In the records below, begin at the line that has "PR #4272, opened 2022-10-07" and stop after the line that has "- To me it's"; quote those lines verbatim and nothing more.

(Data items)
┌──

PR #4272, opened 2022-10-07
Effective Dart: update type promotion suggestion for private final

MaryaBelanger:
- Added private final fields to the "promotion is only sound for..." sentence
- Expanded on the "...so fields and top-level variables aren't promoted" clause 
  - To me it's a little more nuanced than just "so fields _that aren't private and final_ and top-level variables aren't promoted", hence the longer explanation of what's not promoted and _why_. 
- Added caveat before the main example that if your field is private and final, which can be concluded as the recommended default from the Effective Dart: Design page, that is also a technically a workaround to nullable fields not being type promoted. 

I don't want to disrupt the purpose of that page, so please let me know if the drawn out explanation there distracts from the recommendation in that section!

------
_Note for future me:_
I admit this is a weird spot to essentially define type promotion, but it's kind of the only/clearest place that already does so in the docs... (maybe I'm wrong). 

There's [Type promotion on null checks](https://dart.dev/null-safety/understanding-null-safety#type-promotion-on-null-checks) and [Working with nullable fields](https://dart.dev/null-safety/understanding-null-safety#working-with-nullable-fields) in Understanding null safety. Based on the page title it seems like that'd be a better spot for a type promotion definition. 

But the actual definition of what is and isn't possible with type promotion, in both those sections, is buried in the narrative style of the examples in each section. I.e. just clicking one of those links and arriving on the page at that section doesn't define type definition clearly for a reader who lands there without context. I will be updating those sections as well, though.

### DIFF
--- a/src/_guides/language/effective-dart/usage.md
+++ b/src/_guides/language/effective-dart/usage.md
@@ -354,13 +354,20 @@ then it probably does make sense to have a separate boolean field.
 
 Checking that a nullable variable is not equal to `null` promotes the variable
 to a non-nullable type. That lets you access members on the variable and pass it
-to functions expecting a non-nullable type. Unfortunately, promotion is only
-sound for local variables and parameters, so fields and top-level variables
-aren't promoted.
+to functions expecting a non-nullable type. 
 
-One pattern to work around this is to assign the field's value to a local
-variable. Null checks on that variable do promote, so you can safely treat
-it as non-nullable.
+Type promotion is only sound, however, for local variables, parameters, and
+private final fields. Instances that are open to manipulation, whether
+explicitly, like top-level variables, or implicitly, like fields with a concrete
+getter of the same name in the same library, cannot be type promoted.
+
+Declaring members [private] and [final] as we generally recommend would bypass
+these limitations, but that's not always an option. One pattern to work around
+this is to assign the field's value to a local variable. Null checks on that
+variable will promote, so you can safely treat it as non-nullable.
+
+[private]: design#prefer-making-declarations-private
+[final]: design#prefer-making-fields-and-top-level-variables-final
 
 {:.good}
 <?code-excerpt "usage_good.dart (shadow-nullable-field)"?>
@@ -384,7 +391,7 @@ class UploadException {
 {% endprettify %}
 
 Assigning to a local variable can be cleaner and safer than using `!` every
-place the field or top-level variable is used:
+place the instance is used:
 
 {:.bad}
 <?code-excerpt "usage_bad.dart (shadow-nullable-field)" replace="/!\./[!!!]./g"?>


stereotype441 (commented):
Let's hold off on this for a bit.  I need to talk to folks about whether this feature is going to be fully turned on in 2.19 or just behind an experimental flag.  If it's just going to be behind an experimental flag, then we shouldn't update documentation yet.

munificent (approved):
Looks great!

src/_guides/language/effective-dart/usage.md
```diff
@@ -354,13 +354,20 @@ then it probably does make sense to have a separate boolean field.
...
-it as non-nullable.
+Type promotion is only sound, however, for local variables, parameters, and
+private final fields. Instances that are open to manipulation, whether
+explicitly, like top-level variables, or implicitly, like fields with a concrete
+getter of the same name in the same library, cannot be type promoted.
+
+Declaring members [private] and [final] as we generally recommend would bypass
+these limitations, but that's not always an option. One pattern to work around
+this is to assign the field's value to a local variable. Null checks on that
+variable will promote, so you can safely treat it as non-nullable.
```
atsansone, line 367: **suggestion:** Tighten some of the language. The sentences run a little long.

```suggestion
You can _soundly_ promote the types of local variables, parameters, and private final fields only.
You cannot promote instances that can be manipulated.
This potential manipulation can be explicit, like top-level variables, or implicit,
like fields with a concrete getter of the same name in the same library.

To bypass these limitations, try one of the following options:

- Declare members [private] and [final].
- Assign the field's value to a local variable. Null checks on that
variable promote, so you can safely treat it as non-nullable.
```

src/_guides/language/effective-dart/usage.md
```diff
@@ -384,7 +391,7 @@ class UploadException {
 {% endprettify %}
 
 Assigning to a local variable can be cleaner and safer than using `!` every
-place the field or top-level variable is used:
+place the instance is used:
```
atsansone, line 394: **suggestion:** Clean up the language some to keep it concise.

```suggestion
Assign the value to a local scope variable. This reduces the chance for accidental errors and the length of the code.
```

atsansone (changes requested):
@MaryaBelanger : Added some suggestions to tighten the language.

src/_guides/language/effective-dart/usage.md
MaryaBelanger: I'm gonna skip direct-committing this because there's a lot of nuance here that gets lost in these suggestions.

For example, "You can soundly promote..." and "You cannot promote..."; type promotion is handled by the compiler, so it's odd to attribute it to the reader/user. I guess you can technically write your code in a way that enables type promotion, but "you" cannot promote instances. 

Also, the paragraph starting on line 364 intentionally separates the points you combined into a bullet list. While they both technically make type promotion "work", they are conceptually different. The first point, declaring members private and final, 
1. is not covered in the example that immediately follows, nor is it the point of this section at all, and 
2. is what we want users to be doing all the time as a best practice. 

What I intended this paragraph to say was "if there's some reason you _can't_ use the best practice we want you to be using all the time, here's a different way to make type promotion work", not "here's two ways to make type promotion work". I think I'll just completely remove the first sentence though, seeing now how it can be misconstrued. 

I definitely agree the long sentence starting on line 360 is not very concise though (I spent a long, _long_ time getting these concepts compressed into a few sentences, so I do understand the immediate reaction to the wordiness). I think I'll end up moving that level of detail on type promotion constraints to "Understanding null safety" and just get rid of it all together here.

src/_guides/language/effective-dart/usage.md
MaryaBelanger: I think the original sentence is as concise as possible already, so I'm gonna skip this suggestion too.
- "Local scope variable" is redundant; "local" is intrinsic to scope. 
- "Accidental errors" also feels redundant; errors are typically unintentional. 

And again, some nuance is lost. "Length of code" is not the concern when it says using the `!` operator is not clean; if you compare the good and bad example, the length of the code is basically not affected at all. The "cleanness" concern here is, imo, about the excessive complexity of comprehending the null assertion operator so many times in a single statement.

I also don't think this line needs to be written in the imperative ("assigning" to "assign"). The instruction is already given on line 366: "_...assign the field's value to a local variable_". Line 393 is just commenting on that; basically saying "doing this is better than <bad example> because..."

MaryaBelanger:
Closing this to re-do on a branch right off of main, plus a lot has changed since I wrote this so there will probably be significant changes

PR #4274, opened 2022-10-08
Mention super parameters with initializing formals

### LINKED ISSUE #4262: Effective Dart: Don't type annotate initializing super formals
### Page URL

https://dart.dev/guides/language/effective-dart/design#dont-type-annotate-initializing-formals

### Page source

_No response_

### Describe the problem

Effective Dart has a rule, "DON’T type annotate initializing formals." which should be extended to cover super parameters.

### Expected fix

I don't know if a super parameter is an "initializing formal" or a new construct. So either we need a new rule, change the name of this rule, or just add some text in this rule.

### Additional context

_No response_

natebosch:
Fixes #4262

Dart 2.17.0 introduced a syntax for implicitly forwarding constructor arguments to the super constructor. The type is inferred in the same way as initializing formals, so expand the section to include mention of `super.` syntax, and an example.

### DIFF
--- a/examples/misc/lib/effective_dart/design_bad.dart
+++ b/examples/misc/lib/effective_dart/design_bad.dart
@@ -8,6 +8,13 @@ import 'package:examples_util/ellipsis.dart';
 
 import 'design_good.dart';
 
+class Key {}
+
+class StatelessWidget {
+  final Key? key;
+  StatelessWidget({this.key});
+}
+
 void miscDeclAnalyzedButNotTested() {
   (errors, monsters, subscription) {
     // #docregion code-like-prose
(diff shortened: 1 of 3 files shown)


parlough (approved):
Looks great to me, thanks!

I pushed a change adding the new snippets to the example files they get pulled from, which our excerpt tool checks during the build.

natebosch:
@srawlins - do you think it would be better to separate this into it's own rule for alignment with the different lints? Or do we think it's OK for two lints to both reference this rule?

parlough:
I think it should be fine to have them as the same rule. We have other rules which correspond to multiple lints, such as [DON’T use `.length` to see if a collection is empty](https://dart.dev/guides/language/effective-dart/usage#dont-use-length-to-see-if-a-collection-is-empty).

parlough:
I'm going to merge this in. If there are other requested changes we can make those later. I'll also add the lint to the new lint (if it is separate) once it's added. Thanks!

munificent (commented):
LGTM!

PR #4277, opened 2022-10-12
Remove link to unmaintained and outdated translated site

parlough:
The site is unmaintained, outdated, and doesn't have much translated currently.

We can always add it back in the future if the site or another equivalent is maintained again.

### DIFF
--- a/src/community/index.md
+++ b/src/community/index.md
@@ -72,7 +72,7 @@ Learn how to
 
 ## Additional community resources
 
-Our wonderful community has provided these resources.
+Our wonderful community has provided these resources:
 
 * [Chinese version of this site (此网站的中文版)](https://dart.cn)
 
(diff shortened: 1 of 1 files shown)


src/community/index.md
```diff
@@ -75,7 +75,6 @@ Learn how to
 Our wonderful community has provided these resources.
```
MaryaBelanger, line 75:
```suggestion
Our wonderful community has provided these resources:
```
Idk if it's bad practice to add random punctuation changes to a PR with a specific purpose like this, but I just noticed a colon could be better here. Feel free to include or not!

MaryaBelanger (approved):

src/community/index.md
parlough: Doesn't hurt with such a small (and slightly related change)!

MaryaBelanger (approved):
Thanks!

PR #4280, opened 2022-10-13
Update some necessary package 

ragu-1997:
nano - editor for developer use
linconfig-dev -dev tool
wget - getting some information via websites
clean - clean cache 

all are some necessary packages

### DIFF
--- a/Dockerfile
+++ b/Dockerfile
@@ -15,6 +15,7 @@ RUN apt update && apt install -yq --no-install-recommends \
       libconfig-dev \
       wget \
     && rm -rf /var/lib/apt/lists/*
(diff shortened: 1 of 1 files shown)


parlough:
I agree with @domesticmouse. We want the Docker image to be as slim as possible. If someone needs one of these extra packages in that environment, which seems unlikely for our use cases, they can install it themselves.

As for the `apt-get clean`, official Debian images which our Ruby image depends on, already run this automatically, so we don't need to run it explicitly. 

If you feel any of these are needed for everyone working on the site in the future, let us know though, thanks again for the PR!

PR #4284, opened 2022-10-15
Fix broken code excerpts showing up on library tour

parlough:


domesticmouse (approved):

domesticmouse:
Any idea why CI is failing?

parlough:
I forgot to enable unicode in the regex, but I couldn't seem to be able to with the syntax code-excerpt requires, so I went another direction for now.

└──
┌──

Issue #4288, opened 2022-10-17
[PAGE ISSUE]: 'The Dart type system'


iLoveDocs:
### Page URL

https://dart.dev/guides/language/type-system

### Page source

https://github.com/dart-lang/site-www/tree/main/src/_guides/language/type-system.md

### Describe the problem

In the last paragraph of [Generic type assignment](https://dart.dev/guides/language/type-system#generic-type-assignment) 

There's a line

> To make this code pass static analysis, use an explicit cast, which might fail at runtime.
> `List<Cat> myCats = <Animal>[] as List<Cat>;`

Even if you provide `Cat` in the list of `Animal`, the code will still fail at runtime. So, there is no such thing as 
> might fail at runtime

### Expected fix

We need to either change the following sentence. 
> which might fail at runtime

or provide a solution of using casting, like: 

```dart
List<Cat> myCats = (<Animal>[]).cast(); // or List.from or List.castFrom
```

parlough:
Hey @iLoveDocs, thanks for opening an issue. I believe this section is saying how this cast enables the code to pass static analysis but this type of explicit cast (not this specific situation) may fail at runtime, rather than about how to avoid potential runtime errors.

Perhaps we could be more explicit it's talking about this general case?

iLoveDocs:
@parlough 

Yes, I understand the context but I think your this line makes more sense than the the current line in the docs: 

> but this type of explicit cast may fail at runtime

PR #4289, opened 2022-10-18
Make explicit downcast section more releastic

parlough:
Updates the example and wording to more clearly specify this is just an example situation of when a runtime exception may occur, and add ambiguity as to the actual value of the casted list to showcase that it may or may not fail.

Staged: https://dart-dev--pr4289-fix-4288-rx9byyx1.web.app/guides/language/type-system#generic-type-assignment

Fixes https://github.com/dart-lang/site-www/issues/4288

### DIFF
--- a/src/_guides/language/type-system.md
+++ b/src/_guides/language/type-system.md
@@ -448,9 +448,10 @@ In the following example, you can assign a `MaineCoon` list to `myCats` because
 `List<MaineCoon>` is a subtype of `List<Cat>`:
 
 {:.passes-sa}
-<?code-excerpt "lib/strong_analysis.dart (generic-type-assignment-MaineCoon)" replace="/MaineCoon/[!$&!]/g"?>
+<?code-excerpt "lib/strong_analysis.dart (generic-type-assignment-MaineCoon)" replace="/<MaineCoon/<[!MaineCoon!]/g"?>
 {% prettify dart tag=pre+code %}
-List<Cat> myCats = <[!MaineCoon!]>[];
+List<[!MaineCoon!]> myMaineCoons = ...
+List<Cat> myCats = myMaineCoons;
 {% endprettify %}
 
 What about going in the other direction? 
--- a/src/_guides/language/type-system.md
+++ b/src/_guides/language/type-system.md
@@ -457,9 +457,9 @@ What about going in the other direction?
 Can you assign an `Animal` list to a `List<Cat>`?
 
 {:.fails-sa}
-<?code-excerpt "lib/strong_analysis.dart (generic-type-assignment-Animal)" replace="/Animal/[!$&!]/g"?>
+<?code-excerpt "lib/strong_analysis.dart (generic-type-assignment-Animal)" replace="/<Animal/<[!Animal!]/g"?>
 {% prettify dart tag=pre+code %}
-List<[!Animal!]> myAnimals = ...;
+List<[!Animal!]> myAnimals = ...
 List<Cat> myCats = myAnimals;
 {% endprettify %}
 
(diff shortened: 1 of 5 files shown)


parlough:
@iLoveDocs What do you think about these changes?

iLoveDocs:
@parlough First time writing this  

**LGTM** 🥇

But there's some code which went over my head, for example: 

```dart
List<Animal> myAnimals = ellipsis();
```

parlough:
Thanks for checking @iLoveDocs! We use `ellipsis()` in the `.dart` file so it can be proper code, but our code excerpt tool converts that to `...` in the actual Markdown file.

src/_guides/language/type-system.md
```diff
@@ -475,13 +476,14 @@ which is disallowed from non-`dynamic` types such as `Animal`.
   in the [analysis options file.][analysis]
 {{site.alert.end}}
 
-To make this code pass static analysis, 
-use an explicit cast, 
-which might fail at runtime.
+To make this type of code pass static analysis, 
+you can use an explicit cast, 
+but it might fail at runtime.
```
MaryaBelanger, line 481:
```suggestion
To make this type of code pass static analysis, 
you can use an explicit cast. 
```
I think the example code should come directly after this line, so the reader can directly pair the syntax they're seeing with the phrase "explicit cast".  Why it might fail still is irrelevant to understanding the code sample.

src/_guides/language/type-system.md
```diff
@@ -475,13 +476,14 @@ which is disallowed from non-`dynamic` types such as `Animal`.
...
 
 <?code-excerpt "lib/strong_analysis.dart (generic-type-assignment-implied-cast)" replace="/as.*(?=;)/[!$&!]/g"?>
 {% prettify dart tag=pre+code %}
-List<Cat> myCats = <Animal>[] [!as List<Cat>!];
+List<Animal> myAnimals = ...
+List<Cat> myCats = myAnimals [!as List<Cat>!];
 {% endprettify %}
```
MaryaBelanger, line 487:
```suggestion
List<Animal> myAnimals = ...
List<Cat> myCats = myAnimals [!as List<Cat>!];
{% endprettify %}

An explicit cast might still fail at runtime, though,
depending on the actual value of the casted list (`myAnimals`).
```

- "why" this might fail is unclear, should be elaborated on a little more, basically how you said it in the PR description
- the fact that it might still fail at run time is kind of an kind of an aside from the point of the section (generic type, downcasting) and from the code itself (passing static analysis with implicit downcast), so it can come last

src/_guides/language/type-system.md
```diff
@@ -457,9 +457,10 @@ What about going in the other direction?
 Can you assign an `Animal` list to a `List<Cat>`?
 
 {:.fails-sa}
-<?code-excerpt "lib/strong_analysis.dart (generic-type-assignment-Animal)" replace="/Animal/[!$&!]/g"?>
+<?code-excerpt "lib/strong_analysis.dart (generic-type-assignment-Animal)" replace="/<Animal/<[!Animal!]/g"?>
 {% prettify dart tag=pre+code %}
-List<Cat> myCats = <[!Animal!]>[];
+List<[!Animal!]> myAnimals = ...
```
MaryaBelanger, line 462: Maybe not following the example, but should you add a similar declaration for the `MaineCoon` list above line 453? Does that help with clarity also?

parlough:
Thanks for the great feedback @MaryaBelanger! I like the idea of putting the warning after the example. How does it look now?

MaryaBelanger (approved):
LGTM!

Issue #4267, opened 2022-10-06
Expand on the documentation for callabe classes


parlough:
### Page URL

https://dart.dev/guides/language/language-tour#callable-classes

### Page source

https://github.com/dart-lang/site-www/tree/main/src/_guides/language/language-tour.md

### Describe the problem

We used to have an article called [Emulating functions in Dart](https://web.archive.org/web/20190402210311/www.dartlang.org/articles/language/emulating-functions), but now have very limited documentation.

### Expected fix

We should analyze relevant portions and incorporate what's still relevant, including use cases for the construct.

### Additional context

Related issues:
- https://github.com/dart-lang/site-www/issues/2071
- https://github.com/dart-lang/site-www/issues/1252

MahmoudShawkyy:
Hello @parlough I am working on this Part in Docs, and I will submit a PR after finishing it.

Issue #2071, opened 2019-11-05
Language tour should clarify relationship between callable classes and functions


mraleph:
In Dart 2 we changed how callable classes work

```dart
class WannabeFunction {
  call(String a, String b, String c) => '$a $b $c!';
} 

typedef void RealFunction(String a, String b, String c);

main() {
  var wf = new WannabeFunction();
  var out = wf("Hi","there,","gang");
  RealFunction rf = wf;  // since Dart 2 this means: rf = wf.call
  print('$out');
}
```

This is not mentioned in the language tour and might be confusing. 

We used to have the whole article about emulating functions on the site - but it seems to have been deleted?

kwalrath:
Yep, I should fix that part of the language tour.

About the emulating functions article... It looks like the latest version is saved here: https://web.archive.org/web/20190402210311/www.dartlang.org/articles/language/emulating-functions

└──
┌──

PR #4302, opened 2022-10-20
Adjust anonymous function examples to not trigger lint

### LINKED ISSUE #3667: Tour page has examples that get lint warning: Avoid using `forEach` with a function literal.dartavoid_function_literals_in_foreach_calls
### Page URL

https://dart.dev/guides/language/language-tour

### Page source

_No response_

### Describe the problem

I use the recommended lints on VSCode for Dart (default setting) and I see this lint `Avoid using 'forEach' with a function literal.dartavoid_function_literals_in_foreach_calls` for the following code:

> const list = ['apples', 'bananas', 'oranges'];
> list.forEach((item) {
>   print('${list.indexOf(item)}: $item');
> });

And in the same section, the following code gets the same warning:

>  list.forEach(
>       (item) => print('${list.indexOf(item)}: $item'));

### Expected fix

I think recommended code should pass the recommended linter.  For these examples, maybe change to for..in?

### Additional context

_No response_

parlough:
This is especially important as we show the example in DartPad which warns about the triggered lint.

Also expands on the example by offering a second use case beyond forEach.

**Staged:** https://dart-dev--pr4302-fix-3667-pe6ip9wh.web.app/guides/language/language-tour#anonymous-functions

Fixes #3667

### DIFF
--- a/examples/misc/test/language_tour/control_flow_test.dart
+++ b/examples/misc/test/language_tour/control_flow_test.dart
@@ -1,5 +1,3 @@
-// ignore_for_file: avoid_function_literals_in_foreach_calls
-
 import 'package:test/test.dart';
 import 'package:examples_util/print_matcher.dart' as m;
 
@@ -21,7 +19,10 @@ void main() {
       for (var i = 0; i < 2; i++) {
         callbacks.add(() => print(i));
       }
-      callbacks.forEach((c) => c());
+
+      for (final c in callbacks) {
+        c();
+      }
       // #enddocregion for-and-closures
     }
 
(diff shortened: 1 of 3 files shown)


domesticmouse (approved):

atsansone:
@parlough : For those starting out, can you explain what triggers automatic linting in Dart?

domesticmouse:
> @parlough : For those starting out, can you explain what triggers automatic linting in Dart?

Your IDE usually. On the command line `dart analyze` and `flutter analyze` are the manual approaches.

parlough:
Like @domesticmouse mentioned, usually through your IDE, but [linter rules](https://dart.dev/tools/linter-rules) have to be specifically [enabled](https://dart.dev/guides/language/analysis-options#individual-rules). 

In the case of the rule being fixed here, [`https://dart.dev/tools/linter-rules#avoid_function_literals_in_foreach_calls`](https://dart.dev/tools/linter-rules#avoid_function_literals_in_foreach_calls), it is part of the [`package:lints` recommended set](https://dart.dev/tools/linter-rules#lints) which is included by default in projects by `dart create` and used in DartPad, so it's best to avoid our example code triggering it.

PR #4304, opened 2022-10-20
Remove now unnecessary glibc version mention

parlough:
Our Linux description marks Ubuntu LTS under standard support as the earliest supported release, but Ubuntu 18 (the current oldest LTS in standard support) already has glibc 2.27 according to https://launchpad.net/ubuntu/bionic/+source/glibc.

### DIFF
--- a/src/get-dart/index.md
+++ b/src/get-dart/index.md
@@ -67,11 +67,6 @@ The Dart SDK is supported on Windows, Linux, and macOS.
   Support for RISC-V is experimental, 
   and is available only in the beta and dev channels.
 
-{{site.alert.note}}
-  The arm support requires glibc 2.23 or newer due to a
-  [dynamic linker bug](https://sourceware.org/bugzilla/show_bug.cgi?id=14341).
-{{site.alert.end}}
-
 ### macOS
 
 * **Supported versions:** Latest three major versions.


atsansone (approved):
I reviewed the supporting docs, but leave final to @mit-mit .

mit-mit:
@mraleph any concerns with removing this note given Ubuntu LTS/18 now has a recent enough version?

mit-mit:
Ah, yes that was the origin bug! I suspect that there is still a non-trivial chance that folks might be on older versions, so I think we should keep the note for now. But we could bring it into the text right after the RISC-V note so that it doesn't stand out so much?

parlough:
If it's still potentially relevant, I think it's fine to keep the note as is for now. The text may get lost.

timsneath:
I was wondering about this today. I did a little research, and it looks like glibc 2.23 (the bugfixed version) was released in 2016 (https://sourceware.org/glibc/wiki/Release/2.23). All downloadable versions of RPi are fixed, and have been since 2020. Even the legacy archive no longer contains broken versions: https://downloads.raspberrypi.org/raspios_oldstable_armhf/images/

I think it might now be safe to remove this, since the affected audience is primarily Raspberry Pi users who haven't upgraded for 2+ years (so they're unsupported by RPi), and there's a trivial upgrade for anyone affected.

└──

**Output:**
PR #4272, opened 2022-10-07
Effective Dart: update type promotion suggestion for private final

MaryaBelanger:
- Added private final fields to the "promotion is only sound for..." sentence
- Expanded on the "...so fields and top-level variables aren't promoted" clause 
  - To me it's a little more nuanced than just "so fields _that aren't private and final_ and top-level variables aren't promoted", hence the longer explanation of what's not promoted and _why_. 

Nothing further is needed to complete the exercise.